With fresh ingredients on hand a quick dinner is easy. For this one I had cooked black beans, tomatillo, garlic, onion, tomato and herbs. Start to finish, 10 minutes. The most labor intensive bit is chopping the onion and getting it sauteed. If you have leftover guacamole it’s an easy add on; leftover rice is equally nice, but don’t be ashamed of scooping these tasty beans out of the bowl with a piece of bread or even a few baked tortilla chips. Can’t go wrong. The great news in this meal is that you control the heat of the spices and the level of sodium. Have fun cooking!
Quick Black Beans with Fresh Tomatillo and Green Pepper Sauce
2 cups cooked black beans, leftover homemade beans are best, but canned are quick and easy
1 onion, diced and sauteed until golden and sweet
½ tsp ground chipotle pepper
4 fresh tomatillos
2 cloves garlic, peeled
1 handful cilantro
½ of a lime, juiced
1 squirt saracha (to taste)
1 green pepper, seeds removed
To prep the black beans: Combine your sautéed onions and black beans in a sauce pan (or in the pan you sautéed your onions). Sprinkle chipotle over top and stir. Warm through.

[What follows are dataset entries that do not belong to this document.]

PR #1727, opened 2023-07-20
Add Validator class

acicovic:
## Description
This PR introduces a `Validator` class. For now, only secrets are being validated but this could be expanded in the future to include all current validation needs (with an option to move to dedicated `*_Validator` classes if needed).

## Motivation and context
With some of the latest changes in #1724, some unit tests began failing. I could have changed the implementation and I also tried mocking the `__()` function to make unit tests pass, but moving validation code to a `Validator` class actually makes more sense. So here it is.

## How has this been tested?
Existing tests pass, and some additional unit tests were added.


src/class-validator.php
```diff
@@ -0,0 +1,71 @@
...
+declare(strict_types=1);
+
+namespace Parsely;
+
+/**
+ * Contains a variety of validation functions.
+ *
+ * @since 3.9.0
+ */
+class Validator {
```
mjangda, line 18: Rather than just true / false, I think we should return a `WP_Error` object when the value is invalid. That way, for validations where we have multiple checks, we can provide more specific guidance on what the problem is (e.g. length vs allowed characters), both for end users and also in automated tests.

Not a blocker since we're just extracting existing code but something to consider.

src/UI/class-settings-page.php
```diff
@@ -1141,15 +1143,15 @@ private function validate_advanced_section( $input ) {
...
-					add_settings_error(
-						Parsely::OPTIONS_KEY,
-						'metadata_secret',
-						__( 'The Metadata Secret was not saved because it is incorrect. Please contact Parse.ly support!', 'wp-parsely' )
-					);
-					$input['metadata_secret'] = $options['metadata_secret'];
-				}
+			$metadata_secret_length   = strlen( $input['metadata_secret'] );
+			if ( $metadata_secret_length > 0 &&
+					false === Validator::validate_metadata_secret( $input['metadata_secret'] ) ) {
```
mjangda, line 1148: `$metadata_secret_length > 0` is unnecessary here. That's the job of the validator now.

```suggestion
			if ( false === Validator::validate_metadata_secret( $input['metadata_secret'] ) ) {
```

src/UI/class-settings-page.php
```diff
@@ -955,7 +956,8 @@ private function validate_basic_section( $input ) {
 
 			$input['api_secret'] = $this->get_unobfuscated_value( $input['api_secret'], $this->parsely->get_api_secret() );
 			$api_secret_length   = strlen( $input['api_secret'] );
-			if ( $api_secret_length > 0 && $api_secret_length <= 30 ) {
+			if ( $api_secret_length > 0 &&
```
mjangda, line 959: The length check is unnecessary here since the validator should be doing it.

tests/Unit/ValidatorTest.php
```diff
@@ -0,0 +1,130 @@
...
+	/**
+	 * Verifies that invalid Site IDs fail validation.
+	 *
+	 * @since 3.3.0
+	 * @since 3.9.0 Extracted from test_validate_site_ids() as a separate test.
+	 *
+	 * @covers \Parsely\Validator::validate_site_id
+	 */
+	public function test_validate_invalid_site_ids(): void {
+		$invalid_values = array(
```
mjangda, line 54: Data Providers are a nice way to loop through test cases: https://phpunit.de/manual/3.7/en/writing-tests-for-phpunit.html#writing-tests-for-phpunit.data-providers.examples.DataTest.php

mjangda (approved):
Nice improvement! Left some suggestions but not blockers.

src/class-validator.php
acicovic: I agree. We can enhance this when we improve validation.

tests/Unit/ValidatorTest.php
acicovic: Thanks for the mention. I discovered data providers very recently and I'm using them in one of the new PRs. In the specific case, I like the separation because the function names refer to what is exactly being tested. Obviously, this is subjective.

src/UI/class-settings-page.php
acicovic: We could make the validation function accept an empty value as valid through an `$allow_empty` argument, though I would not do that as a default behavior (since an empty value cannot really be a valid secret value). This is why this piece was left there, but I understand the reasoning.

src/UI/class-settings-page.php
acicovic: Same as above.

PR #2286, opened 2024-03-12
Content Suggestions API: Truncate very large strings on the body params

vaurdan:
## Description
The Content Suggestions API only supports content up to 25.000 characters. This PR aims to truncate any string that is longer than 25.000 chars, so it fits the size allowed by the API.

While this means that not all the content would be sent to the Content Suggestions API, still having 25.000 characters worth of data should be sufficient to provide useful AI suggestions.

## Motivation and context
Make the internal API more resilient and aware of the limitations of the external Content Suggestions API. 

## How has this been tested?
Tested locally to validate that the content is being truncated and that very large posts can now be used with the PCH tooling, and also created a integration test for the `truncate_array_content` method.


acicovic:
Thanks for working on this!

Do you think there might be cases where we don't want to truncate the content?

src/RemoteAPI/content-suggestions/class-content-suggestions-base-api.php
```diff
@@ -142,4 +162,31 @@ protected function post_request( array $query = array(), array $body = array() )
 
 		return $decoded;
 	}
+
+	/**
+	 * Truncate the content of an array to a maximum length.
```
acicovic:
```suggestion
	 * Truncates the content of an array to a maximum length.
```

src/RemoteAPI/content-suggestions/class-content-suggestions-base-api.php
```diff
@@ -142,4 +162,31 @@ protected function post_request( array $query = array(), array $body = array() )
...
+	 *
+	 * @param string|array|mixed $content The array to truncate.
```
acicovic:
```suggestion
	 * @param string|array|mixed $content The content to truncate.
```
Should we change `array` another word, since it can be a string? Same for the line below.

src/RemoteAPI/content-suggestions/class-content-suggestions-base-api.php
```diff
@@ -142,4 +162,31 @@ protected function post_request( array $query = array(), array $body = array() )
...
+	 * @return string|array|mixed The truncated array.
+	 */
+	public function truncate_array_content( &$content ) {
```
acicovic: What's the thought behind passing this by reference here? Asking because I also see return statements in the function.

vaurdan: Yeah that's a fair question, I thought I would need to access it by reference initially, and forgot to remove the `&` afterwards. Removed :)

vaurdan:
> Do you think there might be cases where we don't want to truncate the content?

In the Content Suggestions API, I don't think so. However, if the need to bypass the truncation arises, we can set the `TRUNCATE_CONTENT` constant to `false` in the class, and disable it for that endpoint.

src/RemoteAPI/content-suggestions/class-content-suggestions-base-api.php
```diff
@@ -142,4 +162,31 @@ protected function post_request( array $query = array(), array $body = array() )
...
+	/**
+	 * Truncates the content of an array to a maximum length.
+	 *
+	 * @param string|array|mixed $content The content to truncate.
+	 * @return string|array|mixed The truncated content.
+	 */
+	public function truncate_array_content( $content ) {
+		if ( is_array( $content ) ) {
+			// If the content is an array, iterate over its elements.
+			foreach ( $content as &$value ) {
```
acicovic: I don't think we need to reference here either?

src/RemoteAPI/content-suggestions/class-content-suggestions-base-api.php
```diff
@@ -142,4 +162,31 @@ protected function post_request( array $query = array(), array $body = array() )
 
 		return $decoded;
 	}
+
+	/**
+	 * Truncates the content of an array to a maximum length.
+	 *
```
acicovic, line 168: Seems we're missing a `@since` here.

tests/Integration/RemoteAPI/content-suggestions/BaseContentSuggestionsAPITest.php
```diff
@@ -58,4 +58,60 @@ public function test_api_headers(): void {
 		self::assertArrayHasKey( 'X-APIKEY-SECRET', $headers );
 		self::assertEquals( 'my-secret', $headers['X-APIKEY-SECRET'] );
 	}
+
+	/**
+	 * Verifies that the truncate function is properly truncated long content on the body array.
+	 *
```
acicovic, line 64: Add a `@since` here, and check for coverage in case more functions need to be added as `@covers` or `@uses`.

vaurdan: Since only `truncate_array_content` is being called, that's the only requirement in `@covers`. I have validated this with the coverage command.

acicovic: Thank you!

tests/Integration/RemoteAPI/content-suggestions/BaseContentSuggestionsAPITest.php
```diff
@@ -58,4 +58,72 @@ public function test_api_headers(): void {
...
+	}
+
+	/**
+	 * Generate content with a specific length.
+	 *
+	 * @since 3.14.1
+	 *
+	 * @param int $length Length of the generated content.
+	 *
+	 * @return string The generated content
```
acicovic:
```suggestion
	 * @return string The generated content.
```

acicovic (approved):

PR #2287, opened 2024-03-12
PCH Related Posts: Use HTTPS URLs when the site is using HTTPS

vaurdan:
## Description
Currently, all the URLs on the Related Posts component were defaulting to an unsecure link. This PR changes this to force using HTTPS URLs when the site is setup to use HTTPS, i.e. `wp_is_using_https` returns true.

## Motivation and context
Make the Related Posts component more consistent with the site settings, and avoids copying unsecure links with the "Copy to Clipboard" feature.

## How has this been tested?
Tested locally and validated that all the features work as expected.


src/Endpoints/class-base-api-proxy.php
```diff
@@ -237,13 +237,18 @@ protected function extract_post_data( stdClass $item ): array {
...
 			$site_id = $this->parsely->get_site_id();
 			// phpcs:ignore WordPressVIPMinimum.Functions.RestrictedFunctions.url_to_postid_url_to_postid
-			$post_id        = url_to_postid( $item->url ); // 0 if the post cannot be found.
-			$data['rawUrl'] = Parsely::get_url_with_itm_source( $item->url, null );
+			$post_id = url_to_postid( $item->url ); // 0 if the post cannot be found.
 
-			$data['dashUrl'] = Parsely::get_dash_url( $site_id, $item->url );
-			$data['id']      = Parsely::get_url_with_itm_source( $item->url, null ); // Unique.
+			$post_url = Parsely::get_url_with_itm_source( $item->url, null );
+			if ( wp_is_using_https() ) {
```
acicovic: It seems that these [HTTPS functions](https://developer.wordpress.org/reference/functions/wp_is_using_https/) were introduced in WP 5.7. Since the plugin supports 5.2 and greater (which might be wrong, but we need to look into that), there are risks of this crashing.

Maybe there's an easy way to check for this (e.g. check home URL protocol), or we could just copy/paste these functions into our own code for now.

vaurdan: Ah, good point! I added a custom fuction that uses `wp_is_using_https` if available, and fallbacks to checking the home and site url.

acicovic (approved):

PR #2290, opened 2024-03-14
PCH Related Posts: Check for links in the content by looking for hyperlinks instead

vaurdan:
## Description
Currently the Related Posts link detection searches for the link string in the content. While this should work in most of the cases, it would detect as linked if simply the URL was somewhere in the content, even without a hyperlink.

This PR changes that logic to search for a hyperlink - `<a>` - instead.

## Motivation and context
Make the Related Posts link detection more robust as less prone to false positives.

## How has this been tested?
Tested locally with both HTTP and HTTPS links, with and without hyperlinks.


src/content-helper/common/utils/functions.ts
```diff
@@ -0,0 +1,13 @@
+/**
+ * Escapes special characters in a string for use in a regular expression.
+ *
+ * @since 3.14.0
+ * @since 3.14.1 Moved from `editor-sidebar/smart-linking/utils.ts` to `common/utils/functions.ts`.
+ *
+ * @param {string} string - The string to be escaped.
+ *
+ * @return {string} The escaped string.
```
acicovic:
```suggestion
 * @param { string } string The string to be escaped.
 *
 * @return { string } The escaped string.
```

acicovic (approved):

PR #2296, opened 2024-03-15
PCH Editor Sidebar: Fix incorrect AI opt-in message

acicovic:
## Description
An incorrect message was being displayed in the PCH Editor Sidebar for opting into AI features. This PR fixes this by displaying the correct message and also improves the notice's styling which has some display issues.

## Motivation and context
The messages we show should be relevant.

## How has this been tested?
- Manual local testing.
- Automated tests pass.

## Screenshots
| Before | After |
|--------|--------|
| image | image |


src/RemoteAPI/content-suggestions/class-content-suggestions-base-api.php
```diff
@@ -143,14 +143,24 @@ protected function post_request( array $query = array(), array $body = array() )
...
+			$error = json_decode( wp_remote_retrieve_body( $response ), true );
+
+			if ( ! is_array( $error ) ) {
+				return new WP_Error(
+					400,
+					__( 'Unable to decode upstream API error', 'wp-parsely' )
+				);
+			}
+
+			return new WP_Error( $error['error'], $error['detail'] );
```
acicovic, line 163: We're moving from relying on HTTP codes to relying on string API error codes, which is closer to the WordPress guidelines anyway.

src/content-helper/editor-sidebar/smart-linking/component.tsx
```diff
@@ -512,7 +512,7 @@ export const SmartLinkingPanel = ( {
 				</div>
 				{ error && (
 					<Notice status="info" isDismissible={ false } className="wp-parsely-content-helper-error">
-						{ error.message }
+						{ error.Message() }
```
acicovic, line 515: We always need the processed message in our components. Else, we will show the raw API error message which is what was happening before this fix.

src/content-helper/common/content-helper-error.tsx
```diff
@@ -87,23 +103,22 @@ export class ContentHelperError extends Error {
 				'The Parse.ly API did not respond in a timely manner. Please try again later.',
 				'wp-parsely'
 			);
-		} else if ( this.code === ContentHelperErrorCode.ParselySchemaValidationFailed ) {
+		} else if ( this.code === ContentHelperErrorCode.ParselySuggestionsApiSchemaError ) {
 			this.message = __(
 				'The Parse.ly API returned a validation error. Please try again later.',
```
vaurdan: Arthur has suggested that for this error code, it doesn't make sense to tell the users to retry later, since they will hit the same error. Perhaps we can change to something like "Please try again with different parameters"?

vaurdan (commented):
Thank you so much for working of this! I added a comment that's not directly about your changes, but since we're touching this component, I think it makes sense to update it now.

vaurdan:
@acicovic before merging this, can you check #2302 and test if the error notices still need the included CSS fixes? If so, could you move those to the `common.scss` file?

acicovic:
@vaurdan, will do, thanks 🙂

acicovic:
@vaurdan, most of the CSS is still relevant (only removed one line). I agree with you that we might need to improve and move it probably somewhere else. Since moving it though would need some additional testing, I prefer to leave as-is for now and tackle it in a different PR, since we want to release this improvement tomorrow.

That PR would be about errors and the Contact Us message which is considered as an error but isn't. I'd want to make sure there are no clashes happening between the message, the errors, and different parts of the PCH (Sidebar, Dashboard Widget).

Are you OK with that? If yes, let's merge this as-is for now.

vaurdan (approved):
Sounds great! Approved 🙂

PR #2289, opened 2024-03-13
PCH Smart Linking: Remove Beta Badge

acicovic:
## Description
This PR started as a quick attempt to remove the Beta Badge from Smart Linking. However, it was resulting in strange alterations in the UI. After a troubleshooting session, the conclusion was that some styles that were being imported into `common.css` didn't work or didn't register. To get this out of the door, the current solution has been to move these imports to the files that actually use them.

## Motivation and context
Follow our new design guidelines.

## How has this been tested?
- Manually tested that the change is as wanted, and that all side effects have been eliminated.
- Automated tests pass.

## Screenshots
| Before | After |
|--------|--------|
| image | image |

PR #2302, opened 2024-03-18
PCH: Fix issue with common styles not being correctly bundled

vaurdan:
## Description
After the merge of #2289, an issue with the way the `common.scss` file is bundled was introduced. This prevented some critical common styles from being loaded, creating some unexpected UI bugs, such as the ones identified and addressed in #2296 (error notices with wrong paddings and margins).

## Motivation and context
Fix the current issues with PCH UI styles.

## How has this been tested?
Tested locally and gone through all the PCH components to make sure that they are correctly stylized. I also validated that the error messages have the correct margins. 

| Before | After |
|--------|--------|
|image|image|


acicovic (approved):
Thank you for working on this 👍

PR #2324, opened 2024-03-26
PCH Smart Linking: Show "No Block Selected" hint when needed

### LINKED ISSUE #2275: Redesign QA
Just a place to dump all the little Q/A issues I'm seeing.

vaurdan:
## Description
Adds a visual aid, with a hint, when the user tries to select "Selected block" in the Smart Linking UI, without any selected block in the editor. At the same time, the selected option moves back to "All blocks".

This PR also addresses some logic and visual issues with the selected option in the ToggleGroupControl component.

## Motivation and context
- Improve the user experience of the Smart Linking feature.
- Closes https://github.com/Parsely/wp-parsely/issues/2275.

## How has this been tested?
Tested on my local WordPress instance, with different scenarios.

https://github.com/Parsely/wp-parsely/assets/5804923/e6772155-b979-452f-ba1e-bf413867be28


acicovic:
@dabowman: In the video, I see that the hint position is per design guidelines. However, I think that having it there might hinder or prevent visibility (hint being outside of the viewport or at the bottom of the screen comes to mind).

The way the hint implementation was done in this PR (which is great BTW!), I can see the hint being below the `ToggleGroupControl` component. This is not only more visible, but also visually relevant to the operation taking place. So @dabowman, What do you think?

Also, @vaurdan, if we were to do this, would you see moving the hint up causing any glitches or issues?

src/content-helper/editor-sidebar/smart-linking/component-settings.tsx
```diff
@@ -88,8 +77,19 @@ export const SmartLinkingSettings = ( {
 		setMaxLinkWords,
 		setFullContent,
 		setAlreadyClicked,
+		setApplyTo,
 	} = useDispatch( SmartLinkingStore );
 
+	/**
+	 * The value to apply the smart links to.
```
acicovic:
```suggestion
	 * The area to apply the smart links to.
```

src/content-helper/editor-sidebar/smart-linking/store.ts
```diff
@@ -20,13 +20,23 @@ export type SmartLinkingSettingsProps = {
...
 };
 
+/**
+ * Enum for the applyTo setting.
+ *
+ * @since 3.14.3
+ */
+export enum ApplyToOptions {
+	ALL = 'all',
+	SELECTED = 'selected',
```
acicovic: Unless there's a specific reason here, I'd suggest using the casing we use for other TypeScript enums (`All`, `Selected`).

src/content-helper/editor-sidebar/smart-linking/component-settings.tsx
```diff
@@ -98,36 +98,87 @@ export const SmartLinkingSettings = ( {
...
+				moveButtonAndShowHint();
+			}
+		}
+
+		setFullContent( ApplyToOptions.ALL === applyToValue );
+	}, [ animationIsRunning, applyTo, applyToValue, disabled, selectedBlock, setApplyTo, setFullContent, setHint ] );
+
+	/**
+	 * Applies workaround to set the value of the ToggleGroupControl programmatically.
+	 * This is needed because the ToggleGroupControl doesn't update the value when the
```
acicovic, line 161:
```suggestion
	 *
	 * This is needed because the ToggleGroupControl doesn't update the value when the
```

src/content-helper/editor-sidebar/smart-linking/smart-linking.scss
```diff
@@ -161,6 +166,6 @@
 	}
 
 	.wp-parsely-smart-linking-hint {
-		margin: 0;
+		margin-top: var(--grid-unit-20, to_rem(16px));
```
acicovic:
```suggestion
		margin-top: var(--grid-unit-20);
```
Going forward, no need to add a fallback value for variables we're declaring ourselves.

src/content-helper/editor-sidebar/smart-linking/store.ts
```diff
@@ -81,12 +91,18 @@ interface SetWasAlreadyClickedAction {
 	wasAlreadyClicked: boolean;
 }
 
+interface SetApplyToAction {
```
acicovic, line 145: A comment explaining the interface would be nice 🙂

vaurdan:
> Also, @vaurdan, if we were to do this, would you see moving the hint up causing any glitches or issues?

Absolutely not. Should be a pretty trivial change.

src/content-helper/editor-sidebar/smart-linking/store.ts
vaurdan: The other interfaces in the store do not have any comments. But happy to add comments to this interface and the others if you think it's reasonable.

vaurdan:
@acicovic @dabowman I tested moving the hint to below the ToggleGroup, as suggested, and I think it looks better. What are your thoughts? 


https://github.com/Parsely/wp-parsely/assets/5804923/bd993fa7-0123-416a-82bd-4f4a76adef00

src/content-helper/editor-sidebar/smart-linking/store.ts
acicovic: Ah, this had escaped me. I'm always in favor of comments if they can give some clarity. You don't need to do anything at the moment, unless you want to.

acicovic:
> @acicovic @dabowman I tested moving the hint to below the ToggleGroup, as suggested, and I think it looks better. What are your thoughts?

Makes more sense to me personally.

Edit: I think it looks better as well.

acicovic (approved):
This looks good to me and approving this. @vaurdan, as always thank you for your work!

If we ever conclude that we need the hint below the button, we can revert that in another PR.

To prep the Tomatillo and Green Pepper Sauce: Add everything into your Vitamix or food processor. Whiz until you have a sauce that is pretty well pureed… this takes about 10 seconds when I use the Vitamix. The sauce isn’t totally liquid but isn’t chunky like salsa.
Note: If tomatillos are new to you there are only a few things you really need to know. First, when buying tomatillos you’re looking for plump, firm produce that fills the papery skins. Second, the papery skin is basically stuck to the fruit underneath it. You need to peel the skin off and then wash the fruit in cool water to remove the tacky film. No other peeling is necessary. Tomatillos are great raw, boiled and roasted. You really can’t go wrong!